# Lathe and Mini Mill - Spare Belts - Getting an order together for UK Users



## CrewCab (May 28, 2008)

Not sure where to post this ......... so here will have to do  ....
..... if it needs moving guys, feel free.

I was chatting with Ralph (Divided He ad) and we were thinking of ordering some spare 
belts for our 9x 20 lathes .......
*this company* in the USA 
sell the long Vee belt for the 9x20 (5M710) for $5.78 
and the Mini Mill drive belt (2L130) for $2.24,

*As for the Cogged belt for the 9x20 (170XL050) ....
...... the only place I've found them so far is on Ebay in the USA at $9.50 + p&p, 
if anyone can help with an alternative source for this one I'd appreciate it.*

Anyway, as we were going to put an order together (as the prices seem pretty good) 
does anyone else here in the UK want some at the same time, obviously there will 
be shipping cost's on top and maybe some tax but overall I hope it will work out 
fairly cost effective, and if we get a few the postage costs should be far better than 
each of us ordering seperately.

Anyway, if anyone wants any (or any other belts LIMCT supply, shout up in the 
next week or two but; please satisfy yourselves that any belts you ask for will fit 
your machine beforehand, I'm happy to order some extra ones to help anyone out,
but .......... I'm not a shop, I don't do returns, warranties or exchanges guys 8)

Links are here ..............

9x20 Vee Belt  
Mini Mill Vee belt
9x20 Cogged Belt

Dave


----------



## Bogstandard (May 28, 2008)

Just like to let you know about customs charges, they bite you twice.

If the items come to less than £18, you should be able to get them straight thru with no problems at all.


Until a couple of years ago, the Post Office would deliver the charged goods and collect the duty from you. So you only paid the actual duty.

The post office now, will not collect duty (they say it is dangerous for posties to carry money), so they put a collection card thru your door and you have to pick up the items from the main sorting office. The charge for this from the customs people is either £7 or £8, can't remember exactly, and that is before they add the duty to be paid. So your £19 package could cost you up to around £30, plus the original P&P costs.

So the way around it seems to be, keep your purchases below £18, the P&P isn't taken into account.

If you get something delivered by one of the bigger couriers for items over the £18 limit, it will seem like you have got away with it.

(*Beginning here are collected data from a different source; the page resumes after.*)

PR #10461, opened 2025-03-24
Remove some unnecessary `UnsafeCell`s in GC code

fitzgen:
None of these are actually mutated while behind shared references. Everything, including interactions with JIT code, obeys Rust's borrowing rules. Running tests under MIRI still passes, verifying these claims. Therefore, we can remove these `UnsafeCell`s, which makes the code much easier to read and much less footgun-y since there is less `unsafe` code and less working with `UnsafeCell`s' raw pointers.

### DIFF
--- a/crates/wasmtime/src/runtime/vm/gc/enabled/drc.rs
+++ b/crates/wasmtime/src/runtime/vm/gc/enabled/drc.rs
@@ -58,7 +58,6 @@ use core::{
     num::NonZeroUsize,
     ops::{Deref, DerefMut, Range},
     ptr::NonNull,
-    slice,
 };
 use wasmtime_environ::drc::DrcTypeLayouts;
 use wasmtime_environ::{GcArrayLayout, GcStructLayout, GcTypeLayouts, VMGcKind, VMSharedTypeIndex};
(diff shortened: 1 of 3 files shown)


crates/wasmtime/src/runtime/vm/gc/enabled/drc.rs
```diff
@@ -934,20 +911,20 @@ impl VMGcRefTableAlloc {
...
     }
 }
 
-// This gets around the usage of `UnsafeCell` throughout the internals of this
-// allocator, but the storage should all be Send/Sync and synchronization isn't
+// This gets around the usage of `NonNull` throughout the internals of this
+// type, but the storage should all be Send/Sync and synchronization isn't
 // necessary since operations require `&mut self`.
 unsafe impl Send for VMGcRefTableAlloc {}
 unsafe impl Sync for VMGcRefTableAlloc {}
```
alexcrichton, line 930: Drive-by review for unrelated code, `SendSyncPtr` can remove the need for these

crates/wasmtime/src/runtime/vm/gc/enabled/null.rs
```diff
@@ -202,8 +201,8 @@ unsafe impl GcHeap for NullHeap {
         self.no_gc_count -= 1;
     }
 
-    fn heap_slice(&self) -> &[UnsafeCell<u8>] {
-        let ptr = self.heap.as_ptr().cast();
+    fn heap_slice(&self) -> &[u8] {
+        let ptr = self.heap.as_ptr();
         let len = self.heap.len();
         unsafe { core::slice::from_raw_parts(ptr, len) }
```
alexcrichton, line 207: More drive-by review: perhaps adding an `unsafe fn as_slice(&self)` to `Mmap`? (same for above for the drc heap)

tests/all/gc.rs
```diff
@@ -1089,7 +1089,7 @@ fn drc_transitive_drop_cons_list() -> Result<()> {
     let pre = StructRefPre::new(&mut store, struct_ty.clone());
     let num_refs_dropped = Arc::new(AtomicUsize::new(0));
 
-    let len = if cfg!(miri) { 2 } else { 100 };
+    let len = if true || cfg!(miri) { 2 } else { 100 };
```
alexcrichton, line 1092: debugging code I think?

alexcrichton (approved):

Issue #10000, opened 2025-01-13
Spurious (?) CI failures on s390x


alexcrichton:
I've seen two CI builds fail today on the s390x tests of the `wasmtime-cli` crate:

* https://github.com/bytecodealliance/wasmtime/actions/runs/12752790805/job/35543074991 (https://github.com/bytecodealliance/wasmtime/pull/9982#event-15909676078)
* https://github.com/bytecodealliance/wasmtime/actions/runs/12755184456/job/35550742014 (https://github.com/bytecodealliance/wasmtime/pull/9994#event-15912281849)

The first was re-queued and merged and the second is currently back in the queue. The first didn't touch anything in `wasmtime-cli` and the second does touch quite a bit that could affect it so it's currently an assumption of mine that the s390x-failure there was specific to s390x.

I tried running the test suite in a loop locally for a bit using s390x/qemu and so far it hasn't failed in the same way. I figured I'd open an issue to keep track of things if they happen in the future.

cc @uweigand

iii-i:
In my local runs I've seen segfaults due to an ABI problem in the capstone wrapper: https://github.com/capstone-rust/capstone-rs/pull/166. I wonder if this can be related?

abrown:
Not sure, but I believe I saw a similar failure over in #10110: https://github.com/bytecodealliance/wasmtime/actions/runs/13124822832/job/36618948362#step:18:987.

alexcrichton:
Another failure at https://github.com/bytecodealliance/wasmtime/actions/runs/13421426149/job/37494891337

alexcrichton:
[another](https://github.com/bytecodealliance/wasmtime/actions/runs/14223794316/attempts/1)

alexcrichton:
[another](https://github.com/bytecodealliance/wasmtime/actions/runs/15355939727/job/43215004725)

alexcrichton:
[another](https://github.com/bytecodealliance/wasmtime/actions/runs/15499429820/job/43643913057)

alexcrichton:
[another](https://github.com/bytecodealliance/wasmtime/actions/runs/23758391421/job/69219149673)

alexcrichton:
[another](https://github.com/bytecodealliance/wasmtime/actions/runs/24025790583/job/70063899590)

alexcrichton:
[another](https://github.com/bytecodealliance/wasmtime/actions/runs/24039708464/job/70108081361)

[...]

PR #10956, opened 2025-06-06
Cranelift: Refactor legalization such that traversal is separate from legalizing a particular instruction

fitzgen:
Notably, make sure that we aren't using the same `FuncCursor` for traversal and modification, as that makes it hard to follow when the traversal is being moved forward and backed up.

Additionally, this makes it so that when we legalize an instruction, we only back up the cursor to continue legalization until we reach a fixed-point when said legalization resulted in something that actually requires further legalization. This should be mildly more efficient, since we can avoid an unnecessary loop iteration and its `match` on the just-legalized instruction data and opcode.

### DIFF
--- a/cranelift/codegen/src/legalizer/mod.rs
+++ b/cranelift/codegen/src/legalizer/mod.rs
@@ -49,205 +49,259 @@ fn imm_const(pos: &mut FuncCursor, arg: Value, imm: Imm64, is_signed: bool) -> V
     }
 }
 
+/// A command describing how the walk over instructions should proceed.
+enum WalkCommand {
+    /// Continue to the next instruction, if any.
+    Continue,
+    /// Revisit the current instruction (presumably because it was legalized
+    /// into a new instruction that may also require further legalization).
+    Revisit,
+}
+
+/// A simple, naive forwards walk over every instruction in every block in the
+/// function's layout.
+///
+/// This does not guarantee any kind of post-order visitation or anything like
+/// that, it is just iterating over blocks in layout order, not any kind of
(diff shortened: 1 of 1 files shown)


cranelift/codegen/src/legalizer/mod.rs
```diff
@@ -49,205 +49,259 @@ fn imm_const(pos: &mut FuncCursor, arg: Value, imm: Imm64, is_signed: bool) -> V
...
+    func: &mut ir::Function,
+    mut f: impl FnMut(&mut ir::Function, ir::Inst) -> WalkCommand,
+) {
+    let mut pos = FuncCursor::new(func);
+    while let Some(_block) = pos.next_block() {
+        let prev_pos = pos.position();
+        while let Some(inst) = pos.next_inst() {
+            match f(pos.func, inst) {
+                WalkCommand::Continue => continue,
+                WalkCommand::Revisit => pos.set_position(prev_pos),
```
alexcrichton, line 83: I think this might be revisiting too much since `prev_pos` is never updated?

alexcrichton (approved):

cranelift/codegen/src/legalizer/mod.rs
fitzgen: Heh, yeah I actually fixed that in a later commit and then realized I never updated the PR and was in the middle of doing that rn

fitzgen: good eye!

alexcrichton:
I think that's https://github.com/bytecodealliance/wasmtime/issues/10000

PR #6025, opened 2023-03-15
x64: Improve codegen for splats

alexcrichton:
This commit goes through the lowerings for the CLIF `splat` instruction and improves the support for each operator. Many of these lowerings are mirrored from v8/SpiderMonkey and there are a number of improvements:

* AVX2 `v{p,}broadcast*` instructions are added and used when available.
* Float-based splats are much simpler and always a single-instruction
* Integer-based splats don't insert into an uninit xmm value and instead start out with a `movd` to move into an `xmm` register. This thoeretically breaks dependencies with prior instructions since `movd` creates a fresh new value in the destination register.
* Loads are now sunk into all of the instructions. A new extractor, `sinkable_load_exact`, was added to sink the i8/i16 loads.

PR #10958, opened 2025-06-06
x64: Migrate `movddup` to the new assembler

alexcrichton:
Enables removing the `XmmUnaryRmRUnaligned` instruction variant. Additionally this exposed a shortcoming where Cranelift didn't have access for testing for SSE3 in ISLE (not to be confused with SSSE3). Additionally `movddup` was incorrectly classified as SSSE3 so this commit fills out some infrastructure to use SSE3 instead of SSSE3. There are more instructions as well that are mis-classified under SSSE3 which I'll address in a follow-up.


alexcrichton:
On the topic of SSE3 testing lacking in Cranelift and instructions mis-classified as SSSE3 instead of SSE3 AFAIK it's benign and otherwise dates back to #6025 where I assume I misread something and got the classification wrong. I think that `movddup` is the only SSE3 instruction that Cranelift supports at this time too.

fitzgen (approved):

PR #10960, opened 2025-06-06
Minor updates to the `wasmtime-unwinder` crate

alexcrichton:
* Don't opt-out of the default set of lints.
* Minor changes to inline assembly which shouldn't affect functionality.


fitzgen (approved):
Nice

alexcrichton:
I'll file the s390x inline assembly changes as a follow-up since I'm either misunderstanding something or that's indicative of a bug somewhere else, but best to keep that a small isolated change.

alexcrichton:
I'm dropping inline assembly changes to figure out what's going on later.

PR #10962, opened 2025-06-06
cranelift: ISLE printer

mmcloughlin:
This PR adds a printer to the ISLE library. This is intended to support tooling which generates ISLE source code. In such cases, this printer library allows applications to work with ISLE's AST types rather than raw string manipulation, and produce more readable output due to the pretty-printing features.

The printer is tested with a new integration test that verifies the print-parse roundtrip property for provided ISLE files.


cranelift/isle/isle/src/parser.rs
```diff
@@ -12,12 +12,21 @@ pub fn parse(lexer: Lexer) -> Result<Vec<Def>> {
     parser.parse_defs()
 }
 
+/// Parse without positional information. Provided mainly to support testing, to
+/// enable equality testing on structure alone.
+pub fn parse_without_pos(lexer: Lexer) -> Result<Vec<Def>> {
+    let mut parser = Parser::new(lexer);
+    parser.disable_pos();
+    parser.parse_defs()
+}
```
mmcloughlin: Previous discussion still applies: https://github.com/bytecodealliance/wasmtime/pull/8263#discussion_r1543966705. I still tend to think this is the simplest of the options.

@cfallin regarding the suggestion "a helper that maps through all AST nodes and sets positions to e.g. zero?". I feel like this could be quite a bit of boilerplate to implement. Happy to do that if you prefer.

alexcrichton:
redirecting review to @cfallin who I believe has more context on this

cranelift/isle/isle/build.rs
```diff
@@ -19,7 +24,23 @@ fn main() {
     std::fs::write(output, out).unwrap();
 }
 
+fn isle_printer_tests(out_dir: &std::path::PathBuf) {
+    let mut out = String::new();
+
+    emit_tests(&mut out, "isle_examples/pass", "run_print");
+    emit_tests(&mut out, "../../codegen/src", "run_print");
```
cfallin: Unfortunately we can't refer to one crate from another with paths like this: the tests have to work even when the crates are vendored or in some other directory layout. Can you run the print-tests over the existing ISLE test files we have in this crate?

cranelift/isle/isle/src/parser.rs
```diff
@@ -12,12 +12,21 @@ pub fn parse(lexer: Lexer) -> Result<Vec<Def>> {
     parser.parse_defs()
 }
 
+/// Parse without positional information. Provided mainly to support testing, to
+/// enable equality testing on structure alone.
+pub fn parse_without_pos(lexer: Lexer) -> Result<Vec<Def>> {
+    let mut parser = Parser::new(lexer);
+    parser.disable_pos();
```
cfallin: Rather than a setter, can we have an alternative constructor, e.g. `Parser::new_without_pos_tracking()`?

cranelift/isle/isle/src/printer.rs
```diff
@@ -0,0 +1,560 @@
...
+            Def::Extern(ext) => ext.to_sexpr(),
+            Def::Converter(converter) => converter.to_sexpr(),
+        }
+    }
+}
+
+impl ToSExpr for Type {
+    fn to_sexpr(&self) -> SExpr {
+        let mut parts = vec![SExpr::atom("type"), self.name.to_sexpr()];
+        if self.is_extern {
```
cfallin: Here and elsewhere -- anywhere a node is a struct with fields -- a pattern I like to use is an infallible destructuring without an ellipsis, to ensure I've got all the fields and do something with them; e.g.:

```rust
let Type { is_extern, is_nodebug, ty } = self;
// ... print `is_extern`, `is_nodebug`, `ty`
```

This way, if/when we add new fields, we don't forget to add them to the printer, because we'll get a compile error otherwise.

cfallin (commented):
Looks generally good -- thanks for writing this out! A few things below but nothing too bad:

cranelift/isle/isle/src/parser.rs
mmcloughlin: Yes, done.

cranelift/isle/isle/src/printer.rs
mmcloughlin: This is a really nice technique, thanks for sharing. I've used it throughout the file.

cranelift/isle/isle/build.rs
mmcloughlin: Makes sense, removed. I also consolidated the print tests back into the existing `run_tests.rs`. The separate `printer_tests.rs` was a holdover from #8263, which had the printer guarded by a feature flag because of the pretty-printer dependency.

I did find the tests over the complete ISLE files to be useful/reassuring during development, and a useful backup to ensure the printer stays in sync with the ISLE syntax. So I wonder if there's a good way to do this that maintains the independence of the ISLE crate. Ideas:

* Dump a snapshot of ISLE files into `isle_examples/print`. For example, from the cranelift directory running: `find . -name '*.isle' | xargs cat >isle/isle/isle_examples/print/all.isle`.
* Some special environment variable signals that additional test cases should be generated (e.g. `WASMTIME_CRANELIFT_DIR`). This would be set in Wasmtime CI but not considered an error if it's missing.

cfallin: We could potentially add a test to the `cranelift-codegen` side to roundtrip-test the printer -- that's the natural point in the dep graph at which we have both those files and the ISLE compiler. I'm happy to review that as a followup if you'd like.

cfallin (approved):
Thanks!

PR #10963, opened 2025-06-06
More clearly flag internal crates as such

alexcrichton:
This commit is an attempt to more clearly flag internal crates in this project as internal and not intended for external use. Specifically:

* Many crates are renamed from `wasmtime-foo` to `wasmtime-internal-foo`.
* All of these crates now have `INTERNAL: ...` in their crates.io description.
* All of these crates now have a warning at the top of their documentation discouraging use.

This change is a result of rustsec/advisory-db#1999 where the goal is to be crystal clear from a project perspective that usage of these crates are highly discouraged and not supported. We'll still probably get such advisories but we won't be considering them CVEs from the project itself due to the internal nature of these crates and the discouraging warnings.

Some concrete changes used here are:

* Inter-crate dependencies still use `wasmtime_foo` for naming and do so with Cargo's package-renaming features.
* Crate renames are specified at the workspace level so the rename is only in one locations and all other inherit it.
* Contribution documentation now has some brief guidelines about crate organization.

### DIFF
--- a/.github/workflows/main.yml
+++ b/.github/workflows/main.yml
@@ -446,7 +446,7 @@ jobs:
       with:
         submodules: true
     - uses: ./.github/actions/install-rust
-    - run: cargo test -p wasmtime-fiber --no-default-features
+    - run: cargo test -p wasmtime-internal-fiber --no-default-features
     - run: cargo test -p cranelift-tools --test logged-filetests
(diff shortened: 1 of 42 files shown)


pchickey (approved):
Thanks, Alex

PR #10965, opened 2025-06-06
`cranelift-frontend`: Refactor how variables are declared

fitzgen:
Rather than requiring users to construct a `Variable` entity out of thin air and *then* declare it to the frontend, declaring a new variable now returns the new `Variable` entity. And instead of having a `SecondaryMap<Variable, Type>` inside of `FunctionBuilder` we now have a `PrimaryMap<Variable, Type>`. Using variables in `cranelift-frontend` should generally feel a little bit better and more idiomatic now.

### DIFF
--- a/cranelift/frontend/src/lib.rs
+++ b/cranelift/frontend/src/lib.rs
@@ -81,12 +81,9 @@
 //!     let block1 = builder.create_block();
 //!     let block2 = builder.create_block();
 //!     let block3 = builder.create_block();
-//!     let x = Variable::new(0);
-//!     let y = Variable::new(1);
-//!     let z = Variable::new(2);
-//!     builder.declare_var(x, I32);
-//!     builder.declare_var(y, I32);
-//!     builder.declare_var(z, I32);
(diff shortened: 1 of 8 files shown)


cranelift/frontend/src/lib.rs
```diff
@@ -81,12 +81,9 @@
...
 //!     let block3 = builder.create_block();
-//!     let x = Variable::new(0);
-//!     let y = Variable::new(1);
-//!     let z = Variable::new(2);
-//!     builder.declare_var(x, I32);
-//!     builder.declare_var(y, I32);
-//!     builder.declare_var(z, I32);
+//!     let x = builder.define_var(I32);
+//!     let y = builder.define_var(I32);
+//!     let z = builder.define_var(I32);
```
bjorn3: These should be declare_var, not define_var, right?

fitzgen: Whoops, yep, thanks

cfallin (approved):
Nice -- much cleaner!

PR #10968, opened 2025-06-06
Add InputFile for use with WasiCtxBuilder

jeffcharles:
This adds a `InputFile` for use with the `stdin` method available on `WasiCtxtBuilder`. `InputFile` corresponds with `OutputFile` available for the `stdout` and the `stderr` methods.


fitzgen:
Redirecting review to @pchickey since I'm not too familiar with this layer.

pchickey (approved):
Thank you!

PR #10972, opened 2025-06-06
 Re-enable concurrent bindings generation tests 

alexcrichton:
This commit re-enables tests for bindings generation for concurrent
calls in the main repo after all syncs have now finished with wasip3.
This additionally adds some skeleton APIs that the bindings generator
uses which are necessary to get tests passing.


dicej (approved):
Thanks!

PR #10973, opened 2025-06-06
Test out s390x inline assembly change in isolation

alexcrichton:
Extracted from #10960

prtest:linux-s390x

### DIFF
--- a/crates/unwinder/src/arch/s390x.rs
+++ b/crates/unwinder/src/arch/s390x.rs
@@ -30,20 +30,14 @@ pub unsafe fn resume_to_exception_handler(
 ) -> ! {
     unsafe {
         core::arch::asm!(
-            "lgr %r6, {}",
-            "lgr %r7, {}",
             "lgr %r15, {}",
             "br {}",
-            in(reg) payload1,
-            in(reg) payload2,
             in(reg) sp,
             in(reg) pc,
-            out("r6") _,
-            out("r7") _,
-            options(nostack, nomem),
+            in("r6") payload1,
+            in("r7") payload2,
+            options(nostack, nomem, noreturn),
         );
-
-        core::hint::unreachable_unchecked()
     }
 }
 


cfallin:
I'm pretty perplexed staring at this one too -- for reference here are Godbolt links for [before](https://godbolt.org/z/oYaYYWoM4) (working) and [after](https://godbolt.org/z/ccfjPxTrv) (apparently segfaulting). The clobber-saves come in different order wrt loading values into payload (r6/r7) but the dataflow from arguments to PC/SP (r15)/payload (r6, r7) looks completely equivalent...

alexcrichton:
cc @uweigand would you be able to help dig in to what's going on here? (we can provide more background context if necessary, but the general gist is that this PR in theory is a refactoring that shouldn't do anything but it causes tests to segfault)

uweigand:
I was finally able to reproduce this.  Turns out the crash only happens when building with `CARGO_INCREMENTAL=0`.

crates/unwinder/src/arch/s390x.rs
```diff
@@ -30,20 +30,14 @@ pub unsafe fn resume_to_exception_handler(
...
     unsafe {
         core::arch::asm!(
-            "lgr %r6, {}",
-            "lgr %r7, {}",
             "lgr %r15, {}",
             "br {}",
-            in(reg) payload1,
-            in(reg) payload2,
             in(reg) sp,
             in(reg) pc,
```
uweigand: Here's the problem.  The `br` instruction requires an address register operand (i.e. GPR 1-15, but not GPR 0).  In the failing case, the compiler chose to use GPR 0 to hold `pc`.  To fix this, you'll need to use the `reg_addr` register class instead of `reg` for `pc`.

alexcrichton: Nice thanks so much for helping to track this down! Changing to `reg_addr` looks to fix it indeed!

alexcrichton:
Ok this should be good to go now, thanks again @uweigand!

alexcrichton:
ping @pchickey, mind taking a look at this? (I can also reassign if you'd like too)

PR #10974, opened 2025-06-07
Fix ASAN in combination with throw intrinsic

alexcrichton:
Prior to this commit locally I would see a nondeterministic crash when executing:

    RUSTFLAGS=-Zsanitizer=address \
      cargo +nightly run --release test filetests

The crash has a scary-looking internal assertion within the ASAN runtime itself and local debugging seems to show that threads are required to reproduce this and it's nondeterministic. I don't know why CI is currently passing on all PRs when this is failing so frequently for myself locally.

In any case it seems like there's a magical ASAN intrinsic to call before `noreturn` things which I think is intended for thread-stopping events which isn't a great fit for exceptions here but it seems to resolve the crash.

Basically I have no idea why things crash locally, what this new function does, nor why it fixes things. I am but a slave to the CI gods in an attempt to make it so our CI is more reliable.

### DIFF
--- a/crates/unwinder/build.rs
+++ b/crates/unwinder/build.rs
@@ -1,0 +1,18 @@
+fn main() {
+    // NB: duplicating a workaround in the wasmtime-fiber build script.
+    custom_cfg("asan", cfg_is("sanitize", "address"));
+}
+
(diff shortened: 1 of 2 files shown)


cfallin (approved):
Thanks for catching this!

But usually the courier companies will send you the bill for the duty up to a month later.

Sometimes you don't get hit for excess duty if it is thru the normal postal system, just seems to depend if the customs man was on a promise the night before. With couriers, I think they automatically pay customs charges, so you don't get away with it.

You pays your money, you takes the chance.

John


----------



## CrewCab (May 28, 2008)

Thanks John,
Yes, I got "bitten" on the Mill drive belt kit and air spring to the tune of just over £30 ??? ............. but on that occasion I think for what I got it was well worth the overall cost, having said that I'm no expert as the only other thing I've bought from the USA was a camera lens which was didn't incur any duty.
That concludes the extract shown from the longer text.